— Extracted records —

PR #26, opened 2015-12-02
Added Travis CI configuration

clintonb:


dev-requirements.txt
```diff
@@ -1,3 +1,3 @@
 coverage
-six
```
clintonb: `six` is actually needed by the package, not just for testing. Moved to setup.py.

dev-requirements.txt
```diff
@@ -1,3 +1,3 @@
...
+logilab-common
```
clintonb: I am guessing pylint 1.4.4 included this. pylint 1.5.1 does not.

clintonb:
@nedbat @cpennington please review. The changes were made to get tests passing for Python 3.5. I am not too familiar with bytes vs. str vs. unicode, so let me know if anything seems wonky.

Makefile
```diff
@@ -19,3 +19,6 @@ clean:
 	-rm -f *.pyc */*.pyc */*/*.pyc */*/*/*.pyc */*/*/*/*.pyc */*/*/*/*/*.pyc
 	-rm -rf __pycache__ */__pycache__ */*/__pycache__ */*/*/__pycache__ */*/*/*/__pycache__ */*/*/*/*/__pycache__
 	-rm -f MANIFEST
```
cpennington: How's about just `find . -name __pycache__ -delete'

test/test_tamper_evident.py
```diff
@@ -73,7 +73,7 @@ def test_editing_is_detected(self):
         self.assertFalse(tef.validate())
 
     def test_oneline_file_is_detected(self):
-        filename = self.write_tamper_evident(b"Am I OK?")
+        filename = self.write_tamper_evident("Am I OK?")
```
cpennington: All of the changes in this file are basically saying to use unicode strings in python 3, and bytestrings in python 2. That seems questionable to me. `write_tamper_evident` should expect one or the other.

Notably, the `TamperEvidentFile.write` method says that the string should be unicode, which it wasn't before (it was bytes before). That seems like it was a bug. I think it would be good to use `u` prefixed strings explicitly here, because that will force unicode strings in both 2 and 3.

nedbat: @cpennington: you change `TamperEvidentFile.write` from (implicitly) bytes to explicit Unicode strings when you made the code run on both 2 and 3.  That now seems like a bad choice of signature: file writing seems like a bytes-oriented operation to me.  But in any case, it should definitely be one or the other.

nedbat: Actually, wtf? I made changes in 6c728fb ("Make it work on Python 3") to change everything to explicit bytes.  The tests passed.  Then commit 0c34437 ("Make edx-lint commands work with both python2 and python3") changed it to explicit Unicode, and the tests fail.

@cpennington Why didn't we stick with explicit bytes?

cpennington: Gah... I'm not sure why I changed it to explicit unicode. Let me try and jog my memory, and I'll get back to you.

cpennington: So, looking at it, I think the reason I changed it to unicode was that it made more sense to me that way. In particular, it's talking about writing "text", and the explicit-bytes version made assumptions about the encoding of those bytes (although I suppose only in the hashline).

I know I also had difficulties with the interfaces for `ConfigParser`, which changed between 2 and 3 in how it handled unicode and strings. Not sure if that influenced my decision or not.

nedbat: I can fix it all up once we understand the pain points.

clintonb: Have you two identified the pain points? Are there still issues with bytes vs. unicode, or is this ready for final review?

nedbat:
The code as-is passes the tests on both 2 and 3, so I guess we can check it in.  I can take a pass over it later to get it onto a strong theoretical foundation.
:+1:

— TASK STATEMENT —
Set down verbatim only the lines between the start of the data above and the line with "in both 2 and 3.", both boundaries included.

— SOLUTION TO THE EXERCISE —
PR #26, opened 2015-12-02
Added Travis CI configuration

clintonb:


dev-requirements.txt
```diff
@@ -1,3 +1,3 @@
 coverage
-six
```
clintonb: `six` is actually needed by the package, not just for testing. Moved to setup.py.

dev-requirements.txt
```diff
@@ -1,3 +1,3 @@
...
+logilab-common
```
clintonb: I am guessing pylint 1.4.4 included this. pylint 1.5.1 does not.

clintonb:
@nedbat @cpennington please review. The changes were made to get tests passing for Python 3.5. I am not too familiar with bytes vs. str vs. unicode, so let me know if anything seems wonky.

Makefile
```diff
@@ -19,3 +19,6 @@ clean:
 	-rm -f *.pyc */*.pyc */*/*.pyc */*/*/*.pyc */*/*/*/*.pyc */*/*/*/*/*.pyc
 	-rm -rf __pycache__ */__pycache__ */*/__pycache__ */*/*/__pycache__ */*/*/*/__pycache__ */*/*/*/*/__pycache__
 	-rm -f MANIFEST
```
cpennington: How's about just `find . -name __pycache__ -delete'

test/test_tamper_evident.py
```diff
@@ -73,7 +73,7 @@ def test_editing_is_detected(self):
         self.assertFalse(tef.validate())
 
     def test_oneline_file_is_detected(self):
-        filename = self.write_tamper_evident(b"Am I OK?")
+        filename = self.write_tamper_evident("Am I OK?")
```
cpennington: All of the changes in this file are basically saying to use unicode strings in python 3, and bytestrings in python 2. That seems questionable to me. `write_tamper_evident` should expect one or the other.

Notably, the `TamperEvidentFile.write` method says that the string should be unicode, which it wasn't before (it was bytes before). That seems like it was a bug. I think it would be good to use `u` prefixed strings explicitly here, because that will force unicode strings in both 2 and 3.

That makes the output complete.